Instructions to follow
Transcribe all of the entries, matching each one exactly.

(Dataset entries)
PR #6324, opened 2023-07-18
fix(op-node): Correctly pop unsafe payload queue when payload is too …

### LINKED ISSUE #6092: op-node: unsafeL2Payloads blocks when receiving a block prior to unsafeL2Head

Kelvyne:
…older

Fixes #6092

**Description**

See #6092

**Tests**

The test is minimalist. It only ensures that the unsafe payload queue is pop'd 

**Additional context**

**Metadata**

- Fixes #6092

### DIFF
--- a/op-node/rollup/derive/engine_queue.go
+++ b/op-node/rollup/derive/engine_queue.go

Solution for this problem
PR #6324, opened 2023-07-18
fix(op-node): Correctly pop unsafe payload queue when payload is too …

### LINKED ISSUE #6092: op-node: unsafeL2Payloads blocks when receiving a block prior to unsafeL2Head

Kelvyne:
…older

Fixes #6092

**Description**

See #6092

**Tests**

The test is minimalist. It only ensures that the unsafe payload queue is pop'd 

**Additional context**

**Metadata**

- Fixes #6092

### DIFF
--- a/op-node/rollup/derive/engine_queue.go
+++ b/op-node/rollup/derive/engine_queue.go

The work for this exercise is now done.